The objects’ problematic colonial and racist past is addressed in several sections. For example, the exhibition includes four display cases in which original objects from the former colony of “German East Africa” are replaced with “surrogate objects” by contemporary artists, among others. Sensitive objects thus attain visibility and are subject to a new, contemporary approach. Even omissions and gaps – in archives, in historiography – are made visible: their trail is marked by blank text boxes and pink-coloured fields.
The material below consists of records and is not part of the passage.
PR #9728, opened 2016-02-16
Remove the dimension test for the rendered image from vignette from the ImageServingCroppingTest

drsnyder:
Remove the dimension test for the rendered image from vignette from the ImageServingCroppingTest. 

We have experimented with integration / validation testing in vignette in the past. We should revisit that issue and add some tests to confirm that vignette behaves as advertised. 

The ticket owner will determine where is the best place to run this kind of test.

https://wikia-inc.atlassian.net/browse/SERVICES-1168

@Wikia/platform

### DIFF
--- a/extensions/wikia/ImageServing/tests/ImageServingCroppingTest.php
+++ b/extensions/wikia/ImageServing/tests/ImageServingCroppingTest.php
@@ -9,17 +9,14 @@ class ImageServingCroppingTest extends WikiaBaseTest {
 
 	const FILE_NAME = 'Wiki-wordmark.png';
 
-	private $tmpFile;
-
 	public function setUp() {
 		$this->setupFile =  __DIR__ . '/../imageServing.setup.php';
 		parent::setUp();
 
 		$this->mockGlobalVariable('wgEnableVignette', true);
-		$this->mockGlobalVariable('wgUploadPath', 'http://images.wikia.com/firefly/images');
 	}
 
-	public function testCropping() {
+	public function testCroppingPath() {
 		// requested crop size is 50 x 50
 		$im = new ImageServing(null, 50);
 		$file = wfFindFile(self::FILE_NAME);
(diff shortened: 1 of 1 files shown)


pawelchcki:
I think this test is useful as it tests the integration of MW vignette client with vignette. I would really appreciate if you would clarify why do you believe that this test shouldn't be run on produciton.

drsnyder:
>  I would really appreciate if you would clarify why do you believe that this test shouldn't be run on production.

Just to be clear, I didn't say it shouldn't be run on production. I think it should NOT be run against the dev instance of vignette. 

When you open a PR on the app repo the tests run against the dev instance of vignette which I think is not the right place for this.

pawelchcki:
> > I would really appreciate if you would clarify why do you believe that this test shouldn't be run on production.
> 
> Just to be clear, I didn't say it shouldn't be run on production. I think it should NOT be run against the dev instance of vignette.

Ahh sorry I 'meant dev its getting late here. :)

Do we have similar integration tests that run e.g. against some pandora service ?

drsnyder:
> Do we have similar integration tests that run e.g. against some pandora service ?

Not that I'm aware of. We have been talking about it though.

In general, I think it would be great if we can catch these kinds of faults before users (other developers) do in their pull requests. Unless you are familiar with the service it's difficult to retrace the connections that may have caused a test to fail.

drsnyder:
Any objections to merging?

pawelchcki:
While this test could certainly be improved. I would like to avoid situation where we do not have any integration tests for checking vignette-mw cooperation.

E.g. here is a example of integration tests for phalanx: 
https://github.com/Wikia/app/blob/8265d1f84d51914cb63af44876baea7ae4b06403/extensions/wikia/PhalanxII/tests/PhalanxServiceTest.php

I completely agree that dev vignette fail should be caught by external monitoring. But I still think this test is valuable while maybe not perfect.

drsnyder:
Ok, we can wait until there's more progress on SERVICES-1168

PR #9731, opened 2016-02-17
AvatarsMigrator: handle --dfs-dc=res

macbre:
[PLATFORM-1842](https://wikia-inc.atlassian.net/browse/PLATFORM-1842)

This allows us to perform re-migration of avatars using DFS cluster in Reston.

@jcellary 

P.S. This was already fire tested on cron-s5, nothing exploded :)


macbre:
Failed integration test not related to the change:

```
HubsRssIntegrationTest::testHubsRssLinks with data set #2 ('Entertainment', false)
Cannot read RSS file from Entertainment hub
Failed asserting that false is not equal to false.`
```

PR #9734, opened 2016-02-17
Sus 157 add unit tests

sqreek:
add unit tests for getNotificationMessage.
notice it's not checking is mock works correctly cause msgId is build [this way](https://github.com/Wikia/app/blob/7ee047b1d27e5f24d156770323eba6bfd8a51671/extensions/wikia/WallNotifications/WallNotificationsController.class.php#L252-L252)

@Wikia/sustaining-team please add your opion about this test.

I create another PR for that cause I'm feel this test will not prevent us from `copy-paste` messages in i18n, and there problem with wrong message was


ghost:
:+1: LGTM

extensions/wikia/WallNotifications/tests/WallNotificationsControllerTest.php
```diff
@@ -29,7 +31,59 @@ public function testIndex( $isUserLoggedIn, $isUserAllowed, $wgAtCreateNewWikiPa
...
+			[
+				'parent_id' => 1245,
+				'notify' => [ 'grouped' => self::getNotifyGroupMock( $notifyGrouped ) ]
+			];
+
+		$this->mockMessage( $expectedMessageId, $expectedMessageTemplate );
+
+		//when
+		$resp = $this->app->sendRequest( 'WallNotificationsController', 'Notification', $params );
+		var_dump( $resp->getVal( 'debug' ) );
```
kamilkoterba: What this debug tells?
if we want to see it in the output maybe some caption would be welcomed here.
BTW, is it really a way we solve adding debug info to unit tests output?

kamilkoterba:
LGTM

extensions/wikia/WallNotifications/tests/WallNotificationsControllerTest.php
ghost: Seems some leftover. Let's remove it.

sqreek: This is not a var_dump you are looking for. Go away. There is nothing to see here.

PR #9737, opened 2016-02-17
SEO-185 Small TwitterCard updates

gabrys:
- Use wfShortenText for trimming the strings
- Fallback to the HTML title for the twitter:description field
- Use the HTML title for the twitter:title fields


saipetch:
LGTM

PR #9738, opened 2016-02-18
Http::get - use noProxy for external requests

macbre:
[PLATFORM-1856](https://wikia-inc.atlassian.net/browse/PLATFORM-1856)

As we're planning to get rid of local Varnish instance running on Apache nodes, we want to use  border nodes as HTTP proxies. However, we do not want to use them when making external HTTP requests - hence this change

Introduce `ExternalHttp` helper class with `get` and `post` methods that will set `noProxy` option to true internally and clearly state what kind of HTTP request we want to perform here. In the near future we'll add more headers for tracing internal HTTP requests.

@wladekb / @artursitarski

### DIFF
--- a/extensions/3rdparty/LyricWiki/LyricFind/LyricFindTrackingService.class.php
+++ b/extensions/3rdparty/LyricWiki/LyricFind/LyricFindTrackingService.class.php
@@ -122,10 +122,7 @@ class LyricFindTrackingService extends WikiaService {
 
 		wfDebug(__METHOD__ . ': ' . json_encode($data) . "\n");
 
-		$resp = Http::post($url, [
-			'postData' => $data,
-			'noProxy' => true
-		]);
+		$resp = ExternalHttp::post($url, ['postData' => $data]);
 
 		if ($resp !== false) {
 			wfDebug(__METHOD__ . ": API response - {$resp}\n");
@@ -204,10 +201,7 @@ class LyricFindTrackingService extends WikiaService {
 
 		wfDebug(__METHOD__ . ': ' . json_encode($data) . "\n");
 
-		$resp = Http::post($url, [
-			'postData' => $data,
-			'noProxy' => true
-		]);
+		$resp = ExternalHttp::post($url, ['postData' => $data]);
 
 		if ($resp !== false) {
 			wfDebug(__METHOD__ . ": API response - {$resp}\n");
--- a/extensions/3rdparty/LyricWiki/LyricFind/LyricFindTrackingService.class.php
+++ b/extensions/3rdparty/LyricWiki/LyricFind/LyricFindTrackingService.class.php
@@ -122,7 +122,10 @@ class LyricFindTrackingService extends WikiaService {
 
 		wfDebug(__METHOD__ . ': ' . json_encode($data) . "\n");
 
-		$resp = Http::post($url, ['postData' => $data]);
+		$resp = Http::post($url, [
+			'postData' => $data,
+			'noProxy' => true
+		]);
 
 		if ($resp !== false) {
 			wfDebug(__METHOD__ . ": API response - {$resp}\n");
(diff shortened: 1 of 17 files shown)


extensions/wikia/Recirculation/services/FandomDataService.class.php
```diff
@@ -55,7 +55,7 @@ private function apiRequest( $type ) {
 		}
 
 		$url = $this->buildUrl( $endpoint, $options );
-		$data = Http::get( $url );
+		$data = Http::get( $url, null, [ 'noProxy' => true ] );
```
macbre: Pinging @pauloslund

extensions/3rdparty/LyricWiki/LyricFind/LyricFindTrackingService.class.php
```diff
@@ -122,7 +122,10 @@ public function track($amgId, $gracenoteId, Title $title) {
 
 		wfDebug(__METHOD__ . ': ' . json_encode($data) . "\n");
 
-		$resp = Http::post($url, ['postData' => $data]);
+		$resp = Http::post($url, [
```
wladekb: I wonder about creating something like `ExternalHttp::post` which would also help us when we get to implementing HTTP headers for request tracing, what do you think? or maybe leave `Http` as it is and introduce `InternalHttp` ?

macbre: We perform more internal requests than external ones (by both number of requests and places in the code that make them). I was thinking about introducing `ExternalHttp` helper class with `get` and `post` methods. With the "HTTP headers for request tracing" we have a second use case for this helper class. Let's implement it.

macbre: Introduced in 6b045ed

macbre:
```
LyricFindTrackingServiceTest::testTrackResponseCode with data set #4 (1234, array(array(206)), true)
API response code should match expected value
Failed asserting that false matches expected true.
```

wladekb:
lgtm

extensions/wikia/AdEngine/ResourceLoaders/ResourceLoaderAdEngineBase.php
```diff
@@ -23,7 +23,7 @@
 	 * @return bool|MWHttpRequest|string
 	 */
 	protected function fetchRemoteScript( $url ) {
-		return Http::get( $url, 'default', [ 'noProxy' => true ] );
+		return ExternalHttp::get( $url );
```
macbre, line 26: @nandy-andy - please review

extensions/wikia/AdEngine/ResourceLoaders/ResourceLoaderAdEngineSourcePointRecoveryModule.php
```diff
@@ -41,11 +41,10 @@ protected function getFallbackDataWhenRequestFails() {
 	protected function fetchRemoteScript( $url ) {
 		global $wgSourcePointApiKey;
 
-		$content = Http::get( $url,
+		$content = ExternalHttp::get( $url,
```
macbre, line 44: @nandy-andy - please review

extensions/wikia/Recirculation/services/FandomDataService.class.php
```diff
@@ -55,7 +55,7 @@ private function apiRequest( $type ) {
 		}
 
 		$url = $this->buildUrl( $endpoint, $options );
-		$data = Http::get( $url );
+		$data = ExternalHttp::get( $url );
```
macbre, line 58: @pauloslund

nandy-andy:
It looks good. However, I'm surprised there is no files from `WikiaMaps` extension. I'll double-check tomorrow and get back to it.

macbre:
I did not replace calls to `Http::get` with `noProxy` option set that DID not perform external requests. This was the case mostly for internal services calls (to bypass the local Varnish instance causing problems).

nandy-andy:
Oh, ok. Thanks for update! :) Therefore, it looks good to me :+1:

gabrys:
Why not doing this the other way round. I assume connecting to an internal HTTP service is a special case, not connecting to an external one

extensions/wikia/Recirculation/services/FandomDataService.class.php
pauloslund, line 58: :+1:

macbre:
@rychu, external traffic is actually something quite extraordinary in our case.

PR #9739, opened 2016-02-18
SUS-180 In WallNotification remove strong typing

sqreek:
It seems php have some issue with strong typing here.
This should fix tests, and I will take some time to investigate why this is not working
//cc @Wikia/sustaining-team


kamilkoterba:
AFAIK php doesn't support strong typing for simple types. Only arrays and objects.

LGTM

ghost:
:+1: LGTM

PR #9747, opened 2016-02-18
Removed wgRevokePermissions

jcellary:
Another cleanup related to user permissions - the variable wgRevokePermissions was set only for vstf and forum. I confirmed with comsup, that we don't need that. Also this variable doesn't seem to be set in wiki factory DB in any local wiki.

Hence I'm deleting it completely to have less logic to port to user permissions service.


macbre:
LGTM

In this exhibition, the curatorial team in Berlin explore sensitive objects from Tanzania, following a process of consultation with a team of critical companions. Viewed as a preparatory event for a collaborative project, the exhibition will culminate in a presentation curated jointly with the National Museum of Tanzania. The viewpoints of various joint partners and the curatorial team’s new research findings will be integrated into the exhibition along the way. To take a few examples, from March to July 2023 visitors were able to see an intervention entitled Mingled Living Forces by students at the art school weißensee kunsthochschule berlin, and since October 2023 the exhibition has included an intervention Exhibiting.Omissions.Thinking ahead by students attending the Exhibiting Colonialism seminar at the Humboldt-Universität zu Berlin’s Institute of History, taught by Janis Nalbadidacis. A further phase of cultural responses is planned for 2024. It’s always worth stopping in for another look – we’d love to see you there!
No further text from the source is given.